TASK DETAILS:
Scan the data beneath this task and copy each line that includes "opened".

RECORDS PROVIDED START

PR #1420, opened 2016-11-22
Avoid cross site scripting risk point in query formatter

johnkearney:
Our internal security analysis found the potential for an XSS vulnerability in the query formatter. If not supplied with SQL, the query formatter returned exactly what was sent to it.


arikfr:
And how's that an issue?

PR #1424, opened 2016-11-23
Added support for running MongoDB queries on secondary in replicaset mode

erans:


SebC99:
Why is this PR still open? Is there any other way to set the mongodb read preference in redash?

erans:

RECORDS PROVIDED END

RESPONSE FOR THIS EXERCISE:
PR #1420, opened 2016-11-22
PR #1424, opened 2016-11-23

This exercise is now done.